#### Dataset extract
PR #2219, opened 2017-12-14
Update README.md

sakshij:
In the documents it says, `import 'react-select/dist/react-select.css';` will load the css. However, the component appears un-styled. 

However it works fine using `import '!style-loader!css-loader!react-select/dist/react-select.css';`
This is when I am using it with webpack

### DIFF
--- a/README.md
+++ b/README.md
@@ -26,7 +26,7 @@ You can then import react-select and its styles in your application as follows:
 
 ```js
 import Select from 'react-select';
-import 'react-select/dist/react-select.css';
+import '!style-loader!css-loader!react-select/dist/react-select.css';
 ```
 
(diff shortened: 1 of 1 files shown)


JedWatson:
Thanks for the PR @sakshij 

The syntax here actually depends on how you've got webpack configured. With `create-react-app`, which I think it probably a reasonable baseline, you don't need to specify the loaders inline. You only need to do that if you don't have the loaders configured in your `webpack.config.js`

I'd be happy to add a note that, in the example, the assumption is you're using webpack with the `css-loader` and `style-loader` configured, but I don't want to change the default example. There are other things that can go wrong too (e.g not having style-loader dependency installed) and I don't want to start going down the rabbit hole of helping people set up webpack.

#### Problem details
Please retype all of the lines above exactly as they stand.

#### Response for this exercise
PR #2219, opened 2017-12-14
Update README.md

sakshij:
In the documents it says, `import 'react-select/dist/react-select.css';` will load the css. However, the component appears un-styled. 

However it works fine using `import '!style-loader!css-loader!react-select/dist/react-select.css';`
This is when I am using it with webpack

### DIFF
--- a/README.md
+++ b/README.md
@@ -26,7 +26,7 @@ You can then import react-select and its styles in your application as follows:
 
 ```js
 import Select from 'react-select';
-import 'react-select/dist/react-select.css';
+import '!style-loader!css-loader!react-select/dist/react-select.css';
 ```
 
(diff shortened: 1 of 1 files shown)


JedWatson:
Thanks for the PR @sakshij 

The syntax here actually depends on how you've got webpack configured. With `create-react-app`, which I think it probably a reasonable baseline, you don't need to specify the loaders inline. You only need to do that if you don't have the loaders configured in your `webpack.config.js`

I'd be happy to add a note that, in the example, the assumption is you're using webpack with the `css-loader` and `style-loader` configured, but I don't want to change the default example. There are other things that can go wrong too (e.g not having style-loader dependency installed) and I don't want to start going down the rabbit hole of helping people set up webpack.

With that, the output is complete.